But as he neared the door, there was something wrong. The light was far too bright.
It was still night outside. Even if dawn had come, it didn't come that quickly.
Arnie should know. With his night job he'd seen dawn far too many times.
He hadn't stayed in the bathroom that long. Just enough for a quick splash. Was he losing time? Arnie thought he'd read somewhere that losing time was a symptom of a mental break. He couldn't quite remember where, or if that was true.
But he could not afford to go insane. His insurance didn't cover mental health.
Could it be that the vampire hunters were back? He'd seen them conjure that fake dawn to kill the vampire parade—and those were not words he ever thought would apply to real life. Maybe to a movie or a video game, but never real life.
When he reached the glass door and looked through, he didn't see the familiar street he walked out onto every morning. True, there was a street lit by bright morning light—but it was the completely wrong one.
It was as if he'd gone back in time—crude streets not made of concrete, but wood of all things. No cars. Not just at the moment, but the street was too narrow for them now. Old-time streetlights and weird buildings that looked old in style but new in construction. And the buildings looked wrong—too squat, too many chimneys, too much steam leaking from places no building should leak from. All of it covered in blinding white snow.
The white glare made the morning light even brighter.
Unbelieving, Arnie opened the door to look closer, completely forgetting any fear or caution.
But as the door opened, the outside air hit him. It was cold—so cold it felt like a hundred small knives stabbing him all at once. And his thin jumpsuit was no protection. He might as well have been naked.
He hurriedly stepped back, closed the door sharply, and wrapped his arms around himself, trying to warm up.
Still shivering, he took comfort in one thing.
He wasn't going insane. The world was.
Arnie had no idea what to do. So he did what he always did in situations like this: took out his smartphone and tried to ask Google.
Of course, the first problem was what to even type. If he tried something like "my door opened to another world," he'd get creative-writing prompts or an RPG quest, or something equally useless.
The second problem was the lack of network connection. It was the first time that had ever happened to Arnie since he'd moved to the big city. The ASEND Wi-Fi hotspot still showed up, but of course, it said there was "No Internet."
A crackling sound from outside drew Arnie's attention, and he was faced with an even more unbelievable sight.
Electricity crawled across the street outside, melting patches of snow into hissing steam.
The light show lasted only a few breaths, but when he blinked, the street and the buildings weren't damaged.
Instead, they somehow looked more… vibrant.
It wasn't a very good description, but it was the best Arnie could do. After all, he was studying IT, not creative writing.
"Ok, another reason why the door definitely, absolutely, completely should stay closed," Arnie said aloud.
There was no one to listen, but hearing his own voice calmed him a little.
"And if I get the stupid idea to go out again, I should just bang my head on the counter until I drive it out."
"Under absolutely no circumstances am I going outside." Arnie made a solemn vow.
To whom, he had no idea.
Maybe to Rin, the Prophet of Science?
Arnie shivered again as a terrible realization struck him.
"I just jinxed myself."
The door seemed to suddenly gain a terrible gravity, almost pulling at him.

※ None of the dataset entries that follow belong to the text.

PR #4177, opened 2023-12-25
[GLUTEN-4170][VL] Decouple partitions from plan to avoid driver stalled

Yohahaha:

There are two parts will lead driver stalled when scan contains lots of partitions,
1. plan serialization happens in every GlutenPartition construction.
2. GlutenWholeStageColumnarRDD#getPartitions

| |  | 22374 partitions | 44611 partitions |
|--------|--------|--------|--------|
| before | #1 | 880ms | 1352ms |
| | #2 | 3662ms | 17186ms |
| after | #1 | 21ms | 106ms |
|  | #2 | 6ms | 25ms | 

This patch decouple scan splitInfo(LocalFileNodes) from ReadRel to avoid serialize substrait plan for each partition in Driver, when the plan is complex or the number of partitions is particularly large, the cost of this serialization cannot be ignored.

Stream splitInfo(inputIterator) still kept in ReadRel for now.

(Fixes: \#4170)

### DIFF
--- a/backends-clickhouse/src/main/scala/io/glutenproject/backendsapi/clickhouse/CHIteratorApi.scala
+++ b/backends-clickhouse/src/main/scala/io/glutenproject/backendsapi/clickhouse/CHIteratorApi.scala
@@ -47,11 +47,6 @@ import scala.collection.JavaConverters._
 
 class CHIteratorApi extends IteratorApi with Logging with LogLevelUtil {
 
-  /**
-   * Generate native row partition.
-   *
-   * @return
-   */
   override def genSplitInfo(
       partition: InputPartition,
       partitionSchema: StructType,
@@ -92,6 +87,24 @@ class CHIteratorApi extends IteratorApi with Logging with LogLevelUtil {
           preferredLocations.toList.asJava)
       case _ =>
         throw new UnsupportedOperationException(s"Unsupported input partition.")
+    }
+  }
+
+  /**
+   * Generate native row partition.
+   *
+   * @return
+   */
+  override def genPartitions(wsCtx: WholeStageTransformContext, splitInfos: Seq[Seq[SplitInfo]]): Seq[BaseGlutenPartition] = {
+    splitInfos.zipWithIndex.map {
+      case (splitInfos, index) =>
+        wsCtx.substraitContext.initSplitInfosIndex(0)
+        wsCtx.substraitContext.setSplitInfos(splitInfos)
+        val substraitPlan = wsCtx.root.toProtobuf
+        GlutenPartition(
+          index,
+          substraitPlan.toByteArray,
+          locations = splitInfos.flatMap(_.preferredLocations().asScala).toArray)
     }
   }
 
--- a/backends-clickhouse/src/main/scala/io/glutenproject/backendsapi/clickhouse/CHIteratorApi.scala
+++ b/backends-clickhouse/src/main/scala/io/glutenproject/backendsapi/clickhouse/CHIteratorApi.scala
@@ -95,7 +95,9 @@ class CHIteratorApi extends IteratorApi with Logging with LogLevelUtil {
    *
    * @return
    */
-  override def genPartitions(wsCtx: WholeStageTransformContext, splitInfos: Seq[Seq[SplitInfo]]): Seq[BaseGlutenPartition] = {
+  override def genPartitions(
+      wsCtx: WholeStageTransformContext,
+      splitInfos: Seq[Seq[SplitInfo]]): Seq[BaseGlutenPartition] = {
     splitInfos.zipWithIndex.map {
       case (splitInfos, index) =>
         wsCtx.substraitContext.initSplitInfosIndex(0)
@@ -265,7 +267,7 @@ class CHIteratorApi extends IteratorApi with Logging with LogLevelUtil {
           GlutenPartition(
             index,
             substraitPlan.toByteArray,
-            splitInfo.preferredLocations().asScala.toArray)
+            locations = splitInfo.preferredLocations().asScala.toArray)
       }
     }(t => logInfo(s"Generating the Substrait plan took: $t ms."))
 
--- a/backends-velox/src/main/scala/io/glutenproject/backendsapi/velox/IteratorApiImpl.scala
+++ b/backends-velox/src/main/scala/io/glutenproject/backendsapi/velox/IteratorApiImpl.scala
@@ -202,8 +202,10 @@ class IteratorApiImpl extends IteratorApi with Logging {
     val nativeResultIterator =
       transKernel.createKernelWithBatchIterator(
         rootNode.toProtobuf.toByteArray,
+        // Final iterator does not contain scan split, so pass empty split info to native here.
         new Array[Array[Byte]](0),
-        columnarNativeIterator)
+        columnarNativeIterator
+      )
 
     Iterators
       .wrap(nativeResultIterator.asScala)
--- a/backends-velox/src/main/scala/io/glutenproject/backendsapi/velox/IteratorApiImpl.scala
+++ b/backends-velox/src/main/scala/io/glutenproject/backendsapi/velox/IteratorApiImpl.scala
@@ -21,7 +21,7 @@ import io.glutenproject.backendsapi.IteratorApi
 import io.glutenproject.execution._
 import io.glutenproject.metrics.IMetrics
 import io.glutenproject.substrait.plan.PlanNode
-import io.glutenproject.substrait.rel.{LocalFilesBuilder, SplitInfo}
+import io.glutenproject.substrait.rel.{LocalFilesBuilder, LocalFilesNode, SplitInfo}
 import io.glutenproject.substrait.rel.LocalFilesNode.ReadFileFormat
 import io.glutenproject.utils.Iterators
 import io.glutenproject.vectorized._
@@ -47,16 +47,12 @@ import java.net.URLDecoder
 import java.nio.charset.StandardCharsets
 import java.time.ZoneOffset
 import java.util.{ArrayList => JArrayList, HashMap => JHashMap, Map => JMap}
+import java.util.concurrent.TimeUnit
 
 import scala.collection.JavaConverters._
 
 class IteratorApiImpl extends IteratorApi with Logging {
 
-  /**
-   * Generate native row partition.
-   *
-   * @return
-   */
   override def genSplitInfo(
       partition: InputPartition,
       partitionSchema: StructType,
@@ -77,6 +73,24 @@ class IteratorApiImpl extends IteratorApi with Logging {
           preferredLocations.toList.asJava)
       case _ =>
         throw new UnsupportedOperationException(s"Unsupported input partition.")
+    }
+  }
+
+  /** Generate native row partition. */
+  override def genPartitions(
+      wsCtx: WholeStageTransformContext,
+      splitInfos: Seq[Seq[SplitInfo]]): Seq[BaseGlutenPartition] = {
+    // Only serialize plan once, save lots time when plan is complex.
+    val planByteArray = wsCtx.root.toProtobuf.toByteArray
+
+    splitInfos.zipWithIndex.map {
+      case (splitInfos, index) =>
+        GlutenPartition(
+          index,
+          planByteArray,
+          splitInfos.map(_.asInstanceOf[LocalFilesNode].toProtobuf.toByteArray).toArray,
+          splitInfos.flatMap(_.preferredLocations().asScala).toArray
+        )
     }
   }
 
@@ -121,11 +135,7 @@ class IteratorApiImpl extends IteratorApi with Logging {
     transKernel.injectWriteFilesTempPath(path)
   }
 
-  /**
-   * Generate Iterator[ColumnarBatch] for first stage.
-   *
-   * @return
-   */
+  /** Generate Iterator[ColumnarBatch] for first stage. */
   override def genFirstStageIterator(
       inputPartition: BaseGlutenPartition,
       context: TaskContext,
@@ -133,13 +143,26 @@ class IteratorApiImpl extends IteratorApi with Logging {
       updateInputMetrics: (InputMetricsWrapper) => Unit,
       updateNativeMetrics: IMetrics => Unit,
       inputIterators: Seq[Iterator[ColumnarBatch]] = Seq()): Iterator[ColumnarBatch] = {
+    assert(
+      inputPartition.isInstanceOf[GlutenPartition],
+      "Velox backend only accept GlutenPartition.")
+
+    val beforeBuild = System.nanoTime()
     val columnarNativeIterators =
       new JArrayList[GeneralInIterator](inputIterators.map {
         iter => new ColumnarBatchInIterator(iter.asJava)
       }.asJava)
     val transKernel = NativePlanEvaluator.create()
+
+    val splitInfoByteArray = inputPartition
+      .asInstanceOf[GlutenPartition]
+      .splitInfosByteArray
     val resIter: GeneralOutIterator =
-      transKernel.createKernelWithBatchIterator(inputPartition.plan, columnarNativeIterators)
+      transKernel.createKernelWithBatchIterator(
+        inputPartition.plan,
+        splitInfoByteArray,
+        columnarNativeIterators)
+    pipelineTime += TimeUnit.NANOSECONDS.toMillis(System.nanoTime() - beforeBuild)
 
     Iterators
       .wrap(resIter.asScala)
@@ -157,11 +180,7 @@ class IteratorApiImpl extends IteratorApi with Logging {
 
   // scalastyle:off argcount
 
-  /**
-   * Generate Iterator[ColumnarBatch] for final stage.
-   *
-   * @return
-   */
+  /** Generate Iterator[ColumnarBatch] for final stage. */
   override def genFinalStageIterator(
       context: TaskContext,
       inputIterators: Seq[Iterator[ColumnarBatch]],
@@ -183,6 +202,7 @@ class IteratorApiImpl extends IteratorApi with Logging {
     val nativeResultIterator =
       transKernel.createKernelWithBatchIterator(
         rootNode.toProtobuf.toByteArray,
+        new Array[Array[Byte]](0),
         columnarNativeIterator)
 
     Iterators
--- a/cpp/core/jni/JniWrapper.cc
+++ b/cpp/core/jni/JniWrapper.cc
@@ -382,9 +382,6 @@ Java_io_glutenproject_vectorized_PlanEvaluatorJniWrapper_nativeCreateKernelWithI
 
   auto spillDirStr = jStringToCString(env, spillDir);
 
-  auto planData = reinterpret_cast<const uint8_t*>(env->GetByteArrayElements(planArr, nullptr));
-  auto planSize = env->GetArrayLength(planArr);
-
   if (jsize splitInfoArraySize = env->GetArrayLength(splitInfosArr); splitInfoArraySize != 0) {
     for (auto i = 0; i < splitInfoArraySize; i++) {
       jbyteArray splitInfoArray = reinterpret_cast<jbyteArray>(env->GetObjectArrayElement(splitInfosArr, i));
@@ -393,6 +390,9 @@ Java_io_glutenproject_vectorized_PlanEvaluatorJniWrapper_nativeCreateKernelWithI
       ctx->parseSplitInfo(splitInfoData, splitInfoSize);
     }
   }
+
+  auto planData = reinterpret_cast<const uint8_t*>(env->GetByteArrayElements(planArr, nullptr));
+  auto planSize = env->GetArrayLength(planArr);
   ctx->parsePlan(planData, planSize, {stageId, partitionId, taskId});
 
   auto& conf = ctx->getConfMap();
--- a/cpp/core/jni/JniWrapper.cc
+++ b/cpp/core/jni/JniWrapper.cc
@@ -368,6 +368,7 @@ Java_io_glutenproject_vectorized_PlanEvaluatorJniWrapper_nativeCreateKernelWithI
     jobject wrapper,
     jlong memoryManagerHandle,
     jbyteArray planArr,
+    jobjectArray splitInfosArr,
     jobjectArray iterArr,
     jint stageId,
     jint partitionId,
@@ -384,7 +385,16 @@ Java_io_glutenproject_vectorized_PlanEvaluatorJniWrapper_nativeCreateKernelWithI
   auto planData = reinterpret_cast<const uint8_t*>(env->GetByteArrayElements(planArr, nullptr));
   auto planSize = env->GetArrayLength(planArr);
 
+  if (jsize splitInfoArraySize = env->GetArrayLength(splitInfosArr); splitInfoArraySize != 0) {
+    for (auto i = 0; i < splitInfoArraySize; i++) {
+      jbyteArray splitInfoArray = reinterpret_cast<jbyteArray>(env->GetObjectArrayElement(splitInfosArr, i));
+      jsize splitInfoSize = env->GetArrayLength(splitInfoArray);
+      auto splitInfoData = reinterpret_cast<const uint8_t*>(env->GetByteArrayElements(splitInfoArray, nullptr));
+      ctx->parseSplitInfo(splitInfoData, splitInfoSize);
+    }
+  }
   ctx->parsePlan(planData, planSize, {stageId, partitionId, taskId});
+
   auto& conf = ctx->getConfMap();
 
   // Handle the Java iters
--- a/cpp/core/jni/JniWrapper.cc
+++ b/cpp/core/jni/JniWrapper.cc
@@ -382,13 +382,11 @@ Java_io_glutenproject_vectorized_PlanEvaluatorJniWrapper_nativeCreateKernelWithI
 
   auto spillDirStr = jStringToCString(env, spillDir);
 
-  if (jsize splitInfoArraySize = env->GetArrayLength(splitInfosArr); splitInfoArraySize != 0) {
-    for (auto i = 0; i < splitInfoArraySize; i++) {
-      jbyteArray splitInfoArray = reinterpret_cast<jbyteArray>(env->GetObjectArrayElement(splitInfosArr, i));
-      jsize splitInfoSize = env->GetArrayLength(splitInfoArray);
-      auto splitInfoData = reinterpret_cast<const uint8_t*>(env->GetByteArrayElements(splitInfoArray, nullptr));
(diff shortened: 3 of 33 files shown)


Yohahaha:
@FelixYBW @rui-mo @PHILO-HE @ulysses-you 
let's discuss the solution based on current patch, the key is decouple scan partition from plan when serialization. I know this patch may seems tricky, and open for more better design.

gluten-core/src/main/resources/substrait/proto/substrait/algebra.proto
```diff
@@ -159,16 +159,18 @@ message ReadRel {
...
-     repeated partitionColumn partition_columns = 16;
+      }
+      repeated partitionColumn partition_columns = 16;
+
+      /// File schema
+      NamedStruct schema = 17;
 
-     /// File schema
-     NamedStruct schema = 17;
+      bool stream_input = 18;
```
ulysses-you, line 173: is it necessary ? we check if it is a iterator input by comparing the prefix string is equal to iterator

gluten-core/src/main/java/io/glutenproject/substrait/rel/LocalFilesNode.java
```diff
@@ -50,7 +50,7 @@ public enum ReadFileFormat {
   }
 
   private ReadFileFormat fileFormat = ReadFileFormat.UnknownFormat;
-  private Boolean iterAsInput = false;
+  private Boolean streamInput = false;
```
ulysses-you, line 53: TBH, the original variable name seems easy to follow. streamInput can be used when Gluten support Flink.

cpp/velox/substrait/SubstraitToVeloxPlan.h
```diff
@@ -33,6 +34,8 @@ struct SplitInfo {
   /// Whether the split comes from arrow array stream node.
   bool isStream = false;
 
+  int32_t idx{-1};
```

It was one thing to vow he wouldn't go out. It was something else entirely if something was coming in.
Perhaps it was best if he could somehow bar the way.
He glanced around. His eyes caught his own reflection on the chrome counter. He was even paler than usual, and he was moving in jerky, staccato motions, like a puppet with tangled strings.
He turned to the booths, their surfaces laminated with cheap digital printouts—mostly screenshots from Portal.
He looked for anything he could use to bar the door, but all the furniture was bolted down.
His heart was beating like a drum, and his throat was dry. He felt he was drowning on dry land.
Deliberately, Arnie forced himself to slow his breathing, to stay still. Panic wouldn't help him.
Slowly, with much effort, he managed it. It helped that there were no strange lights, eerie sounds, or weird smells inside. ASEND was as it always had been. Predictable, boring. Safe.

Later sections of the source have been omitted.